[Stored entries]
——

PR #3591, opened 2017-04-03
Add --force-update argument

sharkykh:
**Note:** I removed an old code from versionChecker.py regarding the old unrar library.
I think it's not needed anymore because we're using rarfile.

---

Add `--force-update` start argument that forces SickRage to update by downloading the master-tarball from Github (using the SourceUpdateManager class from versionCheck.py)
This will help resolve issues when SickRage doesn't load because of a breaking commit.

~This is intended for users that installed using source install, and SickRage directory isn't a git repo...~
This is intended for both git and source installation types.
If this is a git installation, it will try to use git first.
If updating using git failed, it will fallback to source update (download master-tarball from Github).

### Usage:
```
SickBeard.py --force-update
```

After it's done it will exit.
Then the user can load SickRage using his/hers normal start command.


SickBeard.py
```diff
@@ -173,6 +174,22 @@ def start(self):  # pylint: disable=too-many-branches,too-many-statements
 
         args = SickRageArgumentParser(sickbeard.PROG_DIR).parse_args()
 
+        if args.force_update:
+            if ek(os.path.isdir, ek(os.path.join, sickbeard.PROG_DIR, '.git')):
+                print('It is recommended to use Git to update SickRage.')
+                print('See https://github.com/SickRage/SickRage/wiki/FAQ\'s-and-Fixes#update-problems-try-this')
```
miigotu: We also support updating with a "source" install, which is a downloaded zip from github that is extracted into PROG_DIR.

You are calling the SourceUpdateManager here, you can also use the GitUpdateManager.

```python
            self.install_type = self.find_install_type()
            if self.install_type == 'git':
                self.updater = GitUpdateManager()
            elif self.install_type == 'source':
                self.updater = SourceUpdateManager()
```

miigotu (changes requested):

SickBeard.py
sharkykh: I know. But I think many of the stuff GitUpdateManager() needs to update are not initialized so early into the code.

I didn't want to add a messy code to SickBeard.py, so I compromised on this being a solution for Source installations only.

sharkykh: > ~We also support updating with a "source" install, which is a downloaded zip from github that is extracted into PROG_DIR.~

~If you hadn't noticed, I **am** using SourceUpdateManager.
It's GitUpdateManager that I'm not using.~

miigotu: Git updates shouldnt require anything other than git reset --hard and git pull.  The repo info is held in the .git/config anyways so git handles that all externally.

Its like 
```python
gh =  Github(sickbeard.PROG_DIR)
gh.reset()
gh.pull()
```
or something like that lol

sharkykh: I didn't go into the code again just yet,
but I don't understand - you still think GitUpdateManager would work?
It seemed to me like it uses config vars and Github to do all kinds of funky stuff.

**Or** do you think it's better to just use git commands in `SickBeard.py`..?

miigotu: Git commands will work just fine. force a reset/clean and pull and restart

sharkykh: I'll look into that. Sounds like a bitch to test this though. 😆

sharkykh:
Not sure if this is sufficient. It isn't fully tested yet.

sharkykh:
I just tested and it works 😄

——

→ **Task requirements**
Show me every line of the entries above that holds "self".

→ **Result for this exercise**
@@ -173,6 +174,22 @@ def start(self):  # pylint: disable=too-many-branches,too-many-statements
            self.install_type = self.find_install_type()
            if self.install_type == 'git':
                self.updater = GitUpdateManager()
            elif self.install_type == 'source':
                self.updater = SourceUpdateManager()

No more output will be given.